» **WORK TASK**: Restate every line of the material, word for word.

» **SUPPLIED MATERIAL**:
PR #12217, opened 2026-06-15
fix(vis): prevent DoS via chained datasource functions in Timeline

Qxisylolo:
### Description

A crafted Timeline expression like `.static(1).static(2).static(3)` can crash the OSD server through memory exhaustion. The chain runner passes the previous stage's entire seriesList object as the `value` parameter to subsequent datasource functions(Datasource functions (`static`, `opensearch`) generate data from scratch), creating exponential nesting that explodes during JSON serialization.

» **YOUR SOLUTION**:
PR #12217, opened 2026-06-15
fix(vis): prevent DoS via chained datasource functions in Timeline

Qxisylolo:
### Description

A crafted Timeline expression like `.static(1).static(2).static(3)` can crash the OSD server through memory exhaustion. The chain runner passes the previous stage's entire seriesList object as the `value` parameter to subsequent datasource functions(Datasource functions (`static`, `opensearch`) generate data from scratch), creating exponential nesting that explodes during JSON serialization.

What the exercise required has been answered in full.